After the United States finally reached the moon in the late 1960s,
support for NASA began to dry up. The space shuttle program became its
salvation. However, NASA was under orders to implement the program at
relatively low cost. As a result, said Kramer, “NASA began to promise the
impossible in order to build the shuttle and save the agency” (p.
220).
This
pressure mounted in the 1980s as the Reagan administration became eager to
use the shuttle system for commercial and military purposes. In July 1982
President Reagan declared the shuttle system “fully operational,” meaning
that all bugs had been eliminated and it was ready to deploy. As it turned
out, however, the president's declaration was premature because NASA had
not finished developing the shuttle. Despite this problem, the president's
declaration led to “relentless pressure on NASA to launch shuttle missions
on an accelerated schedule” (Kramer 1992:221).
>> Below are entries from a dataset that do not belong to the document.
PR #2684, opened 2020-02-25
Add k8s deployment errors to paasta status (-vv or -vvv)

kawaiwanyelp:
### Description
I've made it so that when using -vv or -vvv with `paasta status` for a k8s service, k8s errors will be included, in addition to any stdout or stderr. It looks like [this] (https://gist.github.com/kawaiwanyelp/5bfd63bbfd1c7d440099af4ff838b1ac).

The errors and instance output are per container per pod. Pods themselves don't record any aggregated error states for its containers. So, even if a container is in a crash loop, the pod may still be "healthy" (we show this in `paasta status`, and I'd like to fix that in a separate PR).

### Testing done
`make test`
manual testing by making a local `paasta-api` process talk to a real dev k8s cluster

### DIFF
--- a/paasta_tools/api/api_docs/swagger.json
+++ b/paasta_tools/api/api_docs/swagger.json
@@ -1292,9 +1292,25 @@
                     "type": "string",
                     "description": "The status of the pod"
                 },
+                "containers": {
+                    "type": "array",
+                    "items": {
+                        "$ref": "#/definitions/KubernetesContainer",
+                        "description": "List of containers in the pod"
+                    }
+                }
+            }
+        },
+        "KubernetesContainer": {
+            "type": "object",
+            "properties": {
+                "name": {
+                    "type": "string",
+                    "description": "Name of the container"
+                },
                 "tail_lines": {
                     "$ref": "#/definitions/TaskTailLines",
-                    "description": "Stdout and stderr tail of the task"
+                    "description": "Stdout and stderr tail of the container"
                 }
             }
         },
--- a/paasta_tools/instance/kubernetes.py
+++ b/paasta_tools/instance/kubernetes.py
@@ -16,7 +16,7 @@ from paasta_tools import kubernetes_tools
 from paasta_tools import marathon_tools
 from paasta_tools import smartstack_tools
 from paasta_tools.cli.utils import LONG_RUNNING_INSTANCE_TYPE_HANDLERS
-from paasta_tools.kubernetes_tools import get_tail_lines_for_kubernetes_pod
+from paasta_tools.kubernetes_tools import get_tail_lines_for_kubernetes_container
 from paasta_tools.kubernetes_tools import KubernetesDeploymentConfig
 from paasta_tools.long_running_service_tools import LongRunningServiceConfig
 from paasta_tools.long_running_service_tools import ServiceNamespaceConfig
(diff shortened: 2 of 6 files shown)


paasta_tools/kubernetes_tools.py
```diff
@@ -1378,29 +1379,64 @@ def list_deployments(
...
+                name=pod.metadata.name,
+                namespace=pod.metadata.namespace,
+                container=container.name,
+                tail_lines=num_tail_lines,
+            )
+            lines["stdout"].extend(log.split("\n"))
+        except ApiException as e:
+            # there is a potential race condition in which a pod's containers
+            # have not failed, but have when we get the container's logs. in this
+            # case, use the error from the exception, though it is less accurate.
```
chlgit: What's if we move the check for container.state above here? In this way, we won't have race condition here, right?

paasta_tools/api/api_docs/swagger.json
```diff
@@ -1293,8 +1293,38 @@
...
+                    "description": "Stdout and stderr tail for each container in the pod"
+                }
+            }
+        },
+        "PodTailLines": {
+            "type": "array",
+            "items": {
+                "type": "object",
+                "properties": {
+                    "container": {
```
chlgit: Could we make "container" as the properties for kubernetesPod? By doing that, we don't need to define PodTailLines.

paasta_tools/kubernetes_tools.py
kawaiwanyelp: It won't because the state check is on the current in-memory pod object, which can fall behind the actual pod object in Kubernetes. Getting the pod/container logs with `read_namespaced_pod_log` does not update the pod object we have. It's the same race condition as PaaSTA having a pod object for a deleted pod, meaning PaaSTA thinks it exists but k8s has already moved on.

In order to get an update, we need to make a call to the k8s API to retrieve, which I don't think is worth it here. Users can just call `paasta status` again to get the update.

chlgit: Ah, got it.

paasta_tools/api/api_docs/swagger.json
kawaiwanyelp: I've added a containers array to the `KubernetesPod` object in the swagger spec, which includes the `tail_lines`. I agree it's more intuitive.

paasta_tools/instance/kubernetes.py
```diff
@@ -91,20 +91,22 @@ def set_cr_desired_state(
         num_tail_lines = calculate_tail_lines(verbose)
 
         for pod in pod_list:
-            if num_tail_lines > 0:
-                tail_lines = await get_tail_lines_for_kubernetes_pod(
-                    client, pod, num_tail_lines
+            containers = [
```
keymone: Any reason this is not a dictionary?

kawaiwanyelp: It's because in the Swagger spec, I created KubernetesContainer object, which I think is nice for ensuring there is always a name associated with the rest of a container's details (for now its only the tail lines). The list of dictionaries is here just the server-side representation of that object. I don't mind changing it to a dictionary instead though I think it wouldn't be as nice.

paasta_tools/kubernetes_tools.py
```diff
@@ -1376,31 +1378,71 @@ def list_deployments(
...
+    return tail_lines
+
+
+def format_tail_lines_for_kubernetes_pod(
+    pod_containers: Sequence, pod_name: str,
+) -> List[str]:
+    rows: List[str] = []
+    for container in pod_containers:
+        error_message = container.tail_lines.error_message
+        if error_message is not None:
```
chlgit: nit: if container.tail_lines.error_message is not None and replace error_message later? I don't think error_message make it much clear here.

PR #2688, opened 2020-02-27
allow setting max_unavailable in the system_paasta_config

drmorr0:
this will enable us to have spotinst scale us down a bit more intelligently


drmorr0:
For some reason travis didn't pick up the new SHA.  But the tests pass locally now.

PR #2689, opened 2020-02-27
Set sane timeouts and a friendly error message when the Mesos leader is unavailable

solarkennedy:
The big win here is adding a timeout here. 
When running from a devbox it "only" fails in 15 seconds (3 * 5) instead of 15 minutes.

### DIFF
--- a/paasta_tools/cli/cmds/spark_run.py
+++ b/paasta_tools/cli/cmds/spark_run.py
@@ -18,6 +18,7 @@ from paasta_tools.cli.utils import list_instances
 from paasta_tools.cli.utils import pick_random_port
 from paasta_tools.clusterman import get_clusterman_metrics
 from paasta_tools.mesos_tools import find_mesos_leader
+from paasta_tools.mesos_tools import MesosLeaderUnavailable
 from paasta_tools.spark_tools import DEFAULT_SPARK_SERVICE
 from paasta_tools.spark_tools import get_aws_credentials
 from paasta_tools.spark_tools import get_default_event_log_dir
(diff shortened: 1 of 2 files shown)


paasta_tools/cli/cmds/spark_run.py
```diff
@@ -423,8 +424,15 @@ def get_spark_config(
         user_args["spark.eventLog.enabled"] = "true"
         user_args["spark.eventLog.dir"] = default_event_log_dir
 
+    try:
+        mesos_address = find_mesos_leader(args.cluster)
+    except MesosLeaderUnavailable:
+        print(
+            "Couldn't reach the Mesos leader from here. Are you running this command from the right environment?",
```
kawaiwanyelp: nit: "right environment" may not be obvious enough for developers. I'd put something like "(e.g. attempting to access prod from dev)".

paasta_tools/mesos_tools.py
```diff
@@ -165,7 +170,12 @@ def find_mesos_leader(cluster):
         raise ValueError("Mesos master is required to find leader")
 
     url = f"http://{master}:{MESOS_MASTER_PORT}/redirect"
-    response = requests.get(url)
+    try:
+        # Timeouts here are for connect, read
+        response = requests.get(url, timeout=(5, 30))
+    except Exception as e:
+        print(f"Error finding the mesos leader: {e}", file=sys.stderr)
+        raise MesosLeaderUnavailable(e)
```
kawaiwanyelp: Embedding the original exception inside `MesosLeaderUnavailable` will obscure the original exception in a print-out. I think it should be `raise MesosLeaderUnavailable() from e` instead.

solarkennedy: I don't really understand. My motivation here is that the original error (timeout, failed to connect, whatever it is) still gets printed to stderr in some way.

If I do `raise MLU from e` here, would you give a shipit if I printed the `e` in paasta spark run?

kawaiwanyelp: My motivation for chaining here is that I'd like to see the original exception class itself printed as well as well as the traceback to see where it happened. Often times, logging only the message is not quite enough for debugging, though this case it's less important.

kawaiwanyelp: Hm, given the output, I'm fine without the chaining. As long as the original exception is visible, even without a traceback, I'm happy with it.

This pressure in turn led
NASA officials to overlook evidence of problems in the O-ring design.
The explosion of the Challenger space shuttle resulted
from the failure of NASA and Morton Thiokol officials to heed warnings
about problems with the O-ring seals.
Morton Thiokol was
also to blame for the Challenger disaster. Thiokol tests in the
1970s indicated problems with the O-ring seal design. The company reported
these problems to NASA but said they were no cause for concern. Engineers
at NASA's Marshall Space Flight Center reported similar problems in the
late 1970s, more than six years before the disaster. One 1978 memo warned
that the O-ring seal design could produce “hot gas leaks and resulting
catastrophic failure” (Kramer 1992:225). Marshall managers did not tell
higher NASA officials about these concerns. However, in 1982 Marshall
managers finally did classify the O-ring seals as a hazard but called them
an “acceptable risk.” In 1985 Marshall and Thiokol engineers repeatedly
warned that the O-ring design could cause a catastrophe. Highlevel
officials at both NASA and Thiokol ignored these warnings and certified
the O-ring seals as safe. To do otherwise would have scuttled the shuttle
and reduced Thiokol's profits (Boisjoly, Curtis, and Mellican 1992).
The
launch of the Challenger was set for January 28, 1986. With very
cold weather predicted, Thiokol engineers became concerned that the
O-rings would become brittle and even more risky. On the January 27 they
alerted Marshall officials, who reacted hostily and pressured Thiokol
officials into overriding their engineers' concerns and into recommending
that the launch proceed. The Challenger went up the next day and
seconds later exploded in a ball of flame, killing everyone on
board.
Political
Corruption
Political corruption
is committed either for personal economic gain or for political influence.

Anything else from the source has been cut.